#### [What the task requires]
When you reach the line containing "recommend = true" in the entries below, begin reproducing lines exactly, and stop once the line containing "hi @GoyalRocks007 , I'm" is done.

Data extracted from a collection:

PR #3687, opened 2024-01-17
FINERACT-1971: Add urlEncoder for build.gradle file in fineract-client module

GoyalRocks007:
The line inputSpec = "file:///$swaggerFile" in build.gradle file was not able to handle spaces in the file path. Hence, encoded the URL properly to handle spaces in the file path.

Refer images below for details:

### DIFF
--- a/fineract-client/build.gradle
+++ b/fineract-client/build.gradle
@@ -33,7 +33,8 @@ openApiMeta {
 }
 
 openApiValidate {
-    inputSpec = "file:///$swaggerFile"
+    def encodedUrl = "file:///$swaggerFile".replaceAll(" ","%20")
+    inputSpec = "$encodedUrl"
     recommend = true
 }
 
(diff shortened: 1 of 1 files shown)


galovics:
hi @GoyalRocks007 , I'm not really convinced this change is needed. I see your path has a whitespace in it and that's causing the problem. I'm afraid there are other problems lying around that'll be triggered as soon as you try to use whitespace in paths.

==

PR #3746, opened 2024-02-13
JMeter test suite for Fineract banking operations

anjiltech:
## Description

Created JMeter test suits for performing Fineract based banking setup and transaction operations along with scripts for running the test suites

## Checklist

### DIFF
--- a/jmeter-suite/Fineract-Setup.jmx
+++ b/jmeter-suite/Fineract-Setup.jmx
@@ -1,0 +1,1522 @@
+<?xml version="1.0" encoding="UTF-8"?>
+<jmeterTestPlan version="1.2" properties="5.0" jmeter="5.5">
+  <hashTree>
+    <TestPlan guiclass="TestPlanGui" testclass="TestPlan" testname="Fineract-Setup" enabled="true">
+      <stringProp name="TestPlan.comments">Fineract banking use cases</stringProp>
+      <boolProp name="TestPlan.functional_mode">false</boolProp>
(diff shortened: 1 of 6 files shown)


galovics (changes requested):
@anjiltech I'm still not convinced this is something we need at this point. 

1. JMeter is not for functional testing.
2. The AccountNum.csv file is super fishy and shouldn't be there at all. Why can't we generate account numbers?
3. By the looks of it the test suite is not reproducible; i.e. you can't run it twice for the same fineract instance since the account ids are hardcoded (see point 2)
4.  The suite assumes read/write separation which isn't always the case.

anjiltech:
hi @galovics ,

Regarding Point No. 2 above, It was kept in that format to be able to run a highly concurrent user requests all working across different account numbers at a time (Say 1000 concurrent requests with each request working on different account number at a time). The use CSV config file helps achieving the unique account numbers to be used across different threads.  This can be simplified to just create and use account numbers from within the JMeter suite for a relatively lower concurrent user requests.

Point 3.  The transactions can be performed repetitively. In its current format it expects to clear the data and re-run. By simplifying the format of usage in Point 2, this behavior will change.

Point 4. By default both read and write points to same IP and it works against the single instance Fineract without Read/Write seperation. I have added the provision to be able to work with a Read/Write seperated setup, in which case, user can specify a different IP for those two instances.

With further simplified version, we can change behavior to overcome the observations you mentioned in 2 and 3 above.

#### [Result below]
     recommend = true
 }
 
(diff shortened: 1 of 1 files shown)


galovics:
hi @GoyalRocks007 , I'm not really convinced this change is needed. I see your path has a whitespace in it and that's causing the problem. I'm afraid there are other problems lying around that'll be triggered as soon as you try to use whitespace in paths.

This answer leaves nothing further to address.